## Your assignment:
Could you copy every line in the listing below that has the word "there"?

## Material provided:
PR #1090, opened 2016-05-09
Clear code

ReenExe:
Change `not` - for more easy to read
Remove `else` when can without it
Use PHP 5.4 short array


lib/Elastica/Bulk/ResponseSet.php
```diff
@@ -42,16 +42,13 @@ public function getBulkResponses()
      */
     public function getError()
     {
-        $error = '';
-
         foreach ($this->getBulkResponses() as $bulkResponse) {
             if ($bulkResponse->hasError()) {
-                $error = $bulkResponse->getError();
-                break;
+                return $bulkResponse->getError();
```
ruflin: I personally prefer to have only one return statement per method. I'm aware that this is a personal preference but I would like to keep it the same across the whole library.

lib/Elastica/Aggregation/DateHistogram.php
```diff
@@ -143,14 +143,16 @@ public function setFormat($format)
...
     {
-        $bounds = array();
-        $bounds['min'] = $min;
-        $bounds['max'] = $max;
         // switch if min is higher then max
-        if (strtotime($min) > strtotime($max)) {
-            $bounds['min'] = $max;
-            $bounds['max'] = $min;
-        }
+        $bounds = strtotime($min) > strtotime($max)
```
ruflin: The key for me in writing code is to make it as readable as possible. I'm not sure if this change makes the code more readable (at least not for me).

ruflin:
@ReenExe Thanks a lot for the contribution. I like the changes to the short array notation as it makes the code more readable. We should probably have some conversation about the return changes :-)

lib/Elastica/Aggregation/DateHistogram.php
ReenExe: @ruflin, `before` - we have 1 or 2 operation to init array, `after` always 1

ruflin: I'm aware that this could be a potential performance improvement, but as I don't see this as something that could have a real impact on the overall performance of an app code readability is more important for me.

lib/Elastica/Bulk/ResponseSet.php
ReenExe: I without enough experience in big projects like that - **so if want revert as before** (but read enough books).
In this case `before` - 1 additional variable and 1 additional initialization, `break` - is same as `goto` to end of loop, so i change `goto` and `return` to 1 operation `return`.

ReenExe: And in this project already see more than one return, in my changes too - change return structure

ruflin: @ReenExe Like I mentioned before, the changes are not wrong at all and lots of projects do it this way. It is only about my personal preference. Unfortunately you are right and it is probably not followed in all parts of the code :-(

ReenExe: @ruflin, so what do - revert to one return? and other stay?

ruflin: @ReenExe I had a second look at our existing code and your changes. I made the decision to move away from the 1 return principle in Elastica as quite a few of your changes also make the code more readable. I will review your code a second time with this in mind.

Thanks for bringing up this topic and discussing it.

lib/Elastica/Cluster/Settings.php
```diff
@@ -53,15 +53,13 @@ public function getPersistent($setting = '')
...
-            }
+        if (empty($setting)) {
+            return $settings;
         }
 
-        return $settings;
+        if (isset($settings[$setting])) {
+            return $settings[$setting];
+        }
     }
```
ruflin: We should probably add here `return null` so it is clear nothing is returned if non matches. Yes, that was also missing before. Outcome will be the same, but I think it is nice for readability.

lib/Elastica/Cluster/Settings.php
```diff
@@ -78,29 +76,27 @@ public function getTransient($setting = '')
...
+                if (isset($settings[$key])) {
+                    $settings = $settings[$key];
+                } else {
+                    return;
+                }
+            }
+
+            return $settings;
+        }
     }
```
ruflin: See comment above about `return null`

lib/Elastica/Filter/GeoBoundingBox.php
```diff
@@ -39,15 +39,15 @@ public function __construct($key, array $coordinates)
      */
     public function addCoordinates($key, array $coordinates)
     {
-        if (!isset($coordinates[0]) || !isset($coordinates[1])) {
-            throw new InvalidException('expected $coordinates to be an array with two elements');
-        }
+        if (isset($coordinates[0], $coordinates[1])) {
```
ruflin: I liked the previous code more because the normal behaviour is on the top level of the function and special checks are made for the exception.

lib/Elastica/Index/Settings.php
```diff
@@ -84,22 +84,20 @@ public function get($setting = '')
...
 
-                return $settings;
+        if (strpos($setting, '.') !== false) {
+            // translate old dot-notation settings to nested arrays
+            $keys = explode('.', $setting);
+            foreach ($keys as $key) {
+                if (isset($settings[$key])) {
+                    $settings = $settings[$key];
+                } else {
+                    return;
```
ruflin: return null

ruflin:
@ReenExe I left some additional comments. Lets keep your return refactorings in.

ReenExe:
I agree with `return null` and change it.

lib/Elastica/Filter/GeoBoundingBox.php
ReenExe: Before was:
1. Check as broken - throw
2. Return normal

After:
1. Check normal - return normal
2. Throw

Maybe is `as for me` hard reading `not`.
But return as `was` before/

ruflin: thx

ReenExe:
Can i use short condition:
Example:
Before:
```php
$array = [];
...
if (!empty($array)) ...
```
To:
```php
$array = [];
...
if ($array) ...
```
?

ReenExe:
@ruflin I make changes after review

ruflin:
@ReenExe Can you also add a line to the CHANGELOG.md. Even though this has no functional changes, it will finally and for all break compatibility with PHP 5.3.

ReenExe:
@ruflin, Yes, fix build and update CHANGELOG.md

ReenExe:
@ruflin, hard understand - something wrong with build, i think - when failed build with PHP 5.4 - it`s my mistake, but when update only CHANGELOG.md - and failed 7.0 - this is `magic`

ReenExe:
Think - do better if you close (without merge), and I try fix in my own travis, agree?

ruflin:
@ReenExe I just restarted the build. TBH I don't think the failure is somehow related to your changes. Travis is sometimes flaky, but this more looks like a dependency got out of date?

ruflin:
It is somehow related to this error: 
```
The command '/bin/sh -c if php -r 'exit(version_compare(PHP_VERSION, "5.5.0", ">=") ? 0 : 1);'; then composer install; else composer install --no-dev; fi' returned a non-zero code: 2
```

The code for this can be found in the dockerfile here: https://github.com/ruflin/Elastica/blob/master/Dockerfile#L29

ReenExe:
@ruflin You right, i see https://github.com/composer/composer/issues/5308 and try without --no-dev

ruflin:
@ReenExe Yep, seems like that is the problem :-( We can wait on a fix release or alternatively, perhaps it is possible under PHP 5.4 to install an older version of composer like 1.0.3? https://github.com/ruflin/Elastica/blob/master/env/elastica/Docker54#L30

ReenExe:
@ruflin, Agree, but before try again with option and read discussion on `composer` Issues

ruflin:
@ReenExe Not 100% sure I got your last comment?

ReenExe:
@ruflin, Agree wait - day or two, and after use older composer version (1.0.3) or some composer option that emulate `old` (I'm from Ukraine and this my native language - so yes can mistake, sorry, think will be better with more expirence)

ruflin:
@ReenExe Sounds good to me. No worries, just wanted to make sure as english is a second language for most of us ;-)

ReenExe:
Think they fix it in version 1.1.1 - https://github.com/composer/composer/commit/8f0324f51e4f94c9be18a19dbbc80c52e7b260c0

ruflin:
I assume a release is coming very soon, so lets wait and then roll back the change.

lib/Elastica/Cluster/Settings.php
```diff
@@ -155,13 +154,9 @@ public function setReadOnly($readOnly = true, $persistent = false)
...
         $key = 'cluster.blocks.read_only';
 
-        if ($persistent) {
-            $response = $this->setPersistent($key, $readOnly);
-        } else {
-            $response = $this->setTransient($key, $readOnly);
-        }
-
-        return $response;
+        return $persistent
```
merk: In my opinion, the if block works better like this:

```php

if ($persistent) {
    return $this->setPersistent($key, $readOnly);
}

return $this->setTransient($key, $readOnly);
```

I find code that tries to follow Object Calisthenics to be nicer to read/maintain: http://williamdurand.fr/2013/06/03/object-calisthenics/

lib/Elastica/Document.php
```diff
@@ -97,11 +97,11 @@ public function __unset($key)
      */
     public function get($key)
     {
-        if (!$this->has($key)) {
-            throw new InvalidException("Field {$key} does not exist");
+        if ($this->has($key)) {
```
merk: I think the original way for these exceptions is clearer.

lib/Elastica/Index.php
```diff
@@ -235,36 +235,27 @@ public function refresh()
...
      * @return array Server response
      */
-    public function create(array $args = array(), $options = null)
+    public function create(array $args = [], $options = null)
     {
         $path = '';
-        $query = array();
+        $query = [];
 
         if (is_bool($options)) {
```
merk: We can simplify this block:

```php

if (is_bool($options) && $options) {
    // ...
} else if (is_array($options) {
    // ...
} 
```

lib/Elastica/Index.php
```diff
@@ -531,10 +524,19 @@ public function request($path, $method, $data = array(), array $query = array())
...
      */
-    public function analyze($text, $args = array())
+    public function analyze($text, $args = [])
     {
         $data = $this->request('_analyze', Request::POST, $text, $args)->getData();
 
         return $data['tokens'];
     }
+
+    private function silenceDelete()
```
merk: Is there any use in exposing this functionality as part of a parameter to the delete() method instead?

lib/Elastica/Index/Settings.php
```diff
@@ -77,30 +77,32 @@ public function get($setting = '')
         }
         $settings = $data['settings']['index'];
 
-        if (!$setting) {
-            // return all array
+        /**
```
merk: If there is duplicated code it should be moved into a Util class and be used from both places.

lib/Elastica/Query.php
```diff
@@ -356,8 +356,11 @@ public function addScriptField($name, AbstractScript $script)
      */
     public function addAggregation(AbstractAggregation $agg)
     {
-        if (!array_key_exists('aggs', $this->_params)) {
-            $this->_params['aggs'] = array();
+        /**
```
merk: I think the 'todo' about PHP versions should be removed from this PR and submitted as a separate PR of changes to change the supported PHP version instead.

The PR can then be merged during the release cycle where the decision is made to upgrade (and the debate about what version can be had in that PR)

merk:
This PR is going to cause all kinds of merge headaches if it stays outstanding for too long - It'd be better to get it merged sooner rather than later.

lib/Elastica/Query.php
ruflin: Agree. Didn't spot this one. And We are quite a long way away from removing 5.5 support ;-)

ruflin:
@ReenExe Composer 1.1.1 was released: https://github.com/composer/composer/releases/tag/1.1.1 I restarted the build. Can you rebase on top of master to get it in? It seems to have a conflict.

@merk 👍

ruflin:
Seems like the composer version release is still too fresh and it downloads the old version: https://travis-ci.org/ruflin/Elastica/jobs/129384382#L1211

ReenExe:
@ruflin, I make new clone from master and create new PR in new issue with same changes, it will be more easy for me that fix conflicts in huge project. So close and reopen in 19.05.2016

ruflin:
Looking forward to thew PR. Lets hope then it fetches the newest composer version. Otherwise you could just rebase and squash this one?

ReenExe:
Re-open in #1096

## Exercise response:
merk: Is there any use in exposing this functionality as part of a parameter to the delete() method instead?
merk: If there is duplicated code it should be moved into a Util class and be used from both places.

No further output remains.